=== Begin Enclosure ===

PR #3458, opened 2021-04-15
fix(core/dfn-panel): make dfn panel keyboard accessible

### LINKED ISSUE #2825: Open dfnPanel using keyboard
Presently, [core/dfn-panel](https://github.com/w3c/respec/blob/58b9c4442d3dcc7d671a3270341d7f0da8fe4f25/src/core/dfn-panel.js) can be opened only with a mouse click. It would be good for accessibility if we can open it using keyboard. For that, `<dfn>` would need to be keyboard focusable first, and we should probably open panel on `Enter` - opening just on focus might be annoying.

marcoscaceres:
closes #2825 

cc @jnurthen. Would appreciate your input if you have time.


src/core/dfn-panel.runtime.js
```diff
@@ -97,10 +140,67 @@ function displayPanel(dfn, panel, { x, y }) {
     const caret = panel.querySelector(".caret");
     caret.style.left = `${newCaretOffset}px`;
   }
+
+  // If we are displaying because of a keydown,
+  // we want to trap focus
+  if (eventType === "keydown") {
```
jnurthen, line 146: This doesn't work for screen readers. Screen readers fire a synthetic click event when activating links so none of this logic will work. You can't branch on event type for this logic. Why not move focus for a mouse user too? You can dismiss the dialog when they click anywhere else on the screen.

jnurthen (changes requested):
appears to work nicely for keyboard users but fails for screen reader users. I think this is due to assuming that screen readers fire key events (which they normally don't) when activating links.

marcoscaceres:
@jnurthen any screen reader in particular? It works really nicely with VoiceOver at least.

jnurthen:
@marcoscaceres - not for me.... also tried with NVDA and didn't work there either.

marcoscaceres:
Had a chat with @jnurthen and he schooled me on a whole bunch of things. Updated code to reflect what we talked about... obvious on reflection, but differentiating between key and click events was obviously a bad thing. Now fixed.

marcoscaceres:
I did some investigation into testing keyboard interaction via Karma and Jasmine.... unfortunately, I couldn't find any useful resources. I did some experiments locally, but it turned into a giant hack. 

We might need to eventually move to a framework that supports keyboard events. 

Having said that, the clicks() still work fine, and give us similar enough expected behavior, so I think we are ok with what we have when it comes to tests.

src/core/dfn.js
```diff
@@ -17,6 +17,12 @@ export function run() {
       dfn.dataset.dfnType = "idl";
     }
 
+    // Make it possible to reach dfns by tabbing, allowing keyboard actions as needed.
+    dfn.tabIndex = 0;
```
sidvishnoi, line 21: Let's add tabIndex and title etc. in dfn-panel.js. Will help if we want to add an option to disable the feature in future, and keeps related code together.

sidvishnoi (commented):
Will review in detail when I get on computer. Looking good though.

tests/spec/core/dfn-spec.js
```diff
@@ -21,6 +21,22 @@ describe("Core — Definitions", () => {
...
+      <dfn>dfn 1</dfn>
+      <dfn>dfn 2</dfn>
+      <dfn>dfn 3</dfn>
+      <dfn>dfn 4</dfn>
+    </section>`;
+    const ops = makeStandardOps(null, body);
+    const doc = await makeRSDoc(ops);
+    const sec = doc.getElementById("dfns");
+    const dfns = sec.querySelectorAll("dfn");
+    expect(dfns.length).toHaveSize(4);
```
sidvishnoi, line 36:
```suggestion
    expect(dfns).toHaveSize(4);
```

src/core/dfn.js
marcoscaceres: Agree about moving the title attribute, but I'm conflicted about tabindex. I see tabbing the dfn's as independent of the dfn panel. The dfn-panel just happens to respond to the keyboard activation of this element type.

sidvishnoi: I don't think there are any other reasons why `<dfn>` should be focusable.

src/core/dfn-panel.runtime.js
```diff
@@ -1,27 +1,38 @@
...
-    /** @type {HTMLElement} */
-    const el = event.target;
+    if (!(target instanceof HTMLElement)) return;
+
+    // For keys, we only care about Enter key to activate the panel
+    // otherwise it's activated via a click.
+    if (type === "keydown" && event.key !== "Enter") return;
+
+    const action = deriveAction(event);
+    const coords = deriveCoordinates(event);
```
sidvishnoi, line 27: We only need coordinates during "show", so lets move this call there.

src/core/dfn-panel.runtime.js
```diff
@@ -32,30 +43,50 @@ function dfnPanel() {
...
+
+/**
+ * @param {MouseEvent|KeyboardEvent} event
+ */
+function deriveCoordinates(event) {
+  if (event instanceof MouseEvent) {
+    return { x: event.clientX, y: event.clientY };
+  }
+  // Otherwise, KeyboardEvent...
+  const target = /** @type HTMLElement */ (event.target);
```
sidvishnoi, line 61: Following should work fine also (cleaner IMO):

```suggestion
  /** @type HTMLElement */
  const target = event.target;
```

src/core/dfn-panel.runtime.js
```diff
@@ -32,30 +43,50 @@ function dfnPanel() {
...
+  return { x, y };
 }
 
-/** @param {HTMLElement} clickTarget */
-function deriveAction(clickTarget) {
-  const hitALink = !!clickTarget.closest("a");
-  if (clickTarget.closest("dfn, .index-term")) {
-    return hitALink ? null : "show";
+/**
+ * @param {Event} event
```
sidvishnoi, line 71:
```suggestion
 * @param {MouseEvent|KeyboardEvent} event
```

src/core/dfn-panel.runtime.js
```diff
@@ -97,10 +128,90 @@ function displayPanel(dfn, panel, { x, y }) {
...
+    switch (event.key) {
+      // Hitting "Tab" traps us in a nice loop around elements.
+      case "Tab": {
+        event.preventDefault();
+        let nextIndex = currentIndex + (event.shiftKey ? -1 : +1);
+        if (nextIndex < 0) {
+          nextIndex = lastIndex;
+        } else if (nextIndex > lastIndex) {
+          nextIndex = 0;
+        }
```
sidvishnoi, line 188: Hopefully not too clever:

```suggestion
        nextIndex = nextIndex - lastIndex * Math.floor(nextIndex / lastIndex);
```
(With `const lastIndex = anchors.length;`)

src/core/dfn-panel.runtime.js
```diff
@@ -97,10 +128,90 @@ function displayPanel(dfn, panel, { x, y }) {
...
+}
+
+/**
+ *
+ * @param {NodeListOf<HTMLAnchorElement>} anchors
+ * @param {HTMLElement} panel
+ * @param {HTMLElement} dfn
+ * @returns
+ */
+function createTrapListener(anchors, panel, dfn) {
```
sidvishnoi, line 175: Maybe we can use the trap we've in `core/ui`:
https://github.com/w3c/respec/blob/77ab0c7507d9960c50745dde954a87e199e2be81/src/core/ui.js#L94-L120

src/core/dfn-panel.runtime.js
```diff
@@ -97,10 +128,90 @@ function displayPanel(dfn, panel, { x, y }) {
...
+        }
+        break;
+
+      // Hitting "Escape" returns focus to dfn.
+      case "Escape":
+        hidePanel(panel);
+        dfn.focus();
+        break;
+    }
+    anchors.item(currentIndex).focus();
```
sidvishnoi, line 208: Otherwise it moves focus to current item again..

```suggestion
        dfn.focus();
        return;
    }
    anchors.item(currentIndex).focus();
```

sidvishnoi (changes requested):
Almost there...

src/core/dfn-panel.runtime.js
marcoscaceres: Tried that originally, but doesn't seem to like it.

src/core/dfn.js
marcoscaceres: I'd still like to keep significant modifications to dfn elements in dfn.js. Feels more natural having it here.

src/core/dfn-panel.runtime.js
marcoscaceres: This one only deals with `.target`, which is only relevant for `Event`.

src/core/dfn-panel.runtime.js
marcoscaceres: Screen Shot 2021-04-19 at 1 25 00 pm

src/core/dfn-panel.runtime.js
marcoscaceres: good point.

src/core/dfn-panel.runtime.js
marcoscaceres: I think that's bit too clever tbh (at least, I would find that to read/understand).

src/core/dfn-panel.runtime.js
marcoscaceres: Turns out the ui.js code is actually busted in Safari :( (but works fine in Chrome!) 

In Safari, we need the explicit anchor list, otherwise Safari just moves the cursor to wherever it thinks it's best... sometime to the browser's address bar... otherwise, to other links.

marcoscaceres: Filed https://github.com/w3c/respec/issues/3462

src/core/dfn.js
marcoscaceres: Ah, forgot that Indexed terms also have popup menu (and they are `<span>`!)... so relocating this code to dfn-panel.

marcoscaceres: Screen Shot 2021-04-19 at 4 25 13 pm

Now:

Screen Shot 2021-04-19 at 4 27 26 pm

sidvishnoi: Why role=link?

src/core/dfn-panel.js
```diff
@@ -24,6 +24,11 @@ export async function run() {
   const panels = document.createDocumentFragment();
   for (const el of elems) {
     panels.append(createPanel(el));
+    // Make it possible to reach el by tabbing,
+    // allowing keyboard action as needed.
+    el.tabIndex = 0;
+    el.setAttribute("role", "link");
+    el.setAttribute("aria-haspopup", "dialog");
```
jnurthen, line 31: I like having role=link - this resolves my 1 big concern that this was adding widget semantics to a structural role. Links are widgets so it is natural to focus them. 
1 improvement would be to add an accessible description to indicate that this will "show usages of foo" - the easiest way to do this would be using the title attribute.

src/core/dfn-panel.runtime.js
```diff
@@ -32,30 +43,50 @@ function dfnPanel() {
...
-  });
+  };
+}
+
+/**
+ * @param {MouseEvent|KeyboardEvent} event
+ */
+function deriveCoordinates(event) {
+  if (event instanceof MouseEvent) {
+    return { x: event.clientX, y: event.clientY };
```
jnurthen, line 58: I did notice the dialog being in the incorrect position when running with NVDA. I think this is because NVDA uses top left of the bounding box as clientX and clientY when clicking. Not sure what we can do about it (and whether it is an issue that needs resolving)

jnurthen (approved):
I'm happy to go forward as-is with the comments being addressed in subsequent issues if you want as this is a huge improvement over the current code.

src/core/dfn-finder.js
```diff
@@ -182,7 +182,10 @@ export function decorateDfn(dfnElem, idlAst, parent, name) {
     const lCaseParent = parent.toLowerCase();
     const middle = lCaseParent ? `${lCaseParent}-` : "";
     let last = name.toLowerCase().replace(/[()]/g, "").replace(/\s/g, "-");
-    if (last === "") last = "the-empty-string";
+    if (last === "") {
+      last = "the-empty-string";
+      dfnElem.setAttribute("aria-label", "the empty string");
```
sidvishnoi, line 187: Nit: gotta reduce that bundle size 😄
```suggestion
      dfnElem.setAttribute("aria-label", last);
```

src/core/dfn-panel.runtime.js
```diff
@@ -97,10 +128,90 @@ function displayPanel(dfn, panel, { x, y }) {
...
+        }
+        break;
+
+      // Hitting "Escape" returns focus to dfn.
+      case "Escape":
+        hidePanel(panel);
+        dfn.focus();
+        return;
+    }
+    anchors.item(currentIndex).focus();
```
sidvishnoi, line 208: currentIndex is updated only on Tab, so maybe move this line there.

src/core/dfn-finder.js
marcoscaceres: "the-empty-string" is different to "the empty string", so will keep this one.

sidvishnoi: Ah. Missed that.

src/core/dfn-panel.runtime.js
marcoscaceres: Yeah, I noticed that Chrome + VO sometimes does the same thing... but sometimes it makes the event's `.clientX = 0`. I'd be hesitant to fix that unless it becomes a problem, as it seems to be a browser bug.

jnurthen: I'm wondering if we get a zero (highly unlikely) we simulate a click in the middle of the bounding box

marcoscaceres: Chrome indeed sends clientX/clientY zeros... this kinda bad because it makes AT detectable. Anyway, added some code to handle that.

src/core/dfn.js
marcoscaceres: See first point in https://github.com/w3c/respec/issues/2825#issuecomment-811516805

src/core/dfn-panel.js
```diff
@@ -41,15 +41,28 @@ function createPanel(dfn) {
...
+      aria-modal="true"
+      aria-label="Links in this document to definition: ${definition}"
+    >
       <span class="caret"></span>
       <div>
-        <a class="self-link" href="${href}">Permalink</a>
+        <a
+          class="self-link"
+          href="${href}"
+          aria-label="Permalink for definition: ${definition}"
```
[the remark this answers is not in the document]
marcoscaceres: Expanded description to say the permalink closes the dialog.

marcoscaceres:
Thanks again for your help @jnurthen! 

@sidvishnoi, should be all good to go 🤞

src/core/dfn-panel.runtime.js
```diff
@@ -97,10 +137,86 @@ function displayPanel(dfn, panel, { x, y }) {
...
+      // Hitting "Tab" traps us in a nice loop around elements.
+      case "Tab": {
+        event.preventDefault();
+        let nextIndex = currentIndex + (event.shiftKey ? -1 : +1);
+        if (nextIndex < 0) {
+          nextIndex = lastIndex;
+        } else if (nextIndex > lastIndex) {
+          nextIndex = 0;
+        }
+        currentIndex = nextIndex;
```
sidvishnoi, line 198:
```suggestion
        currentIndex += event.shiftKey ? -1 : +1;
        if (currentIndex < 0) {
          currentIndex = lastIndex;
        } else if (currentIndex > lastIndex) {
          currentIndex = 0;
        }
```

src/core/dfn-panel.runtime.js
```diff
@@ -97,10 +137,86 @@ function displayPanel(dfn, panel, { x, y }) {
...
+        anchors.item(currentIndex).focus();
+        break;
+      }
+
+      // Hitting "Enter" on an anchor releases the trap.
+      case "Enter":
+        hidePanel(panel);
```
sidvishnoi, line 205: The click behavior is to "dock" the panel on anchor click. Is this due to focus issues?

sidvishnoi (approved):
Great improvement over the current version!

src/core/dfn-panel.runtime.js
marcoscaceres: just feels more natural to close and move the cursor... and yes, it's about focus too.

sidvishnoi: Let's stick with hide for now. Docking will require to move the focus to permalink as well as add ability to jump back into panel, which complicates things.

marcoscaceres:
Great work everyone! Bouncing around specs with keyboard is now quite nice. 

There are a few browser bugs:

  * Chrome seems to  .focus(), but doesn't visually show the focus.  
  * [Firefox fires two events](https://bugzilla.mozilla.org/show_bug.cgi?id=1695636) (keyup + click) - hi @saschanaz!! ❤️

but we will need to fix those in browsers.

=== End Enclosure ===

Take every line above carrying "your" and return it.

Answer to this exercise>
cc @jnurthen. Would appreciate your input if you have time.
Thanks again for your help @jnurthen! 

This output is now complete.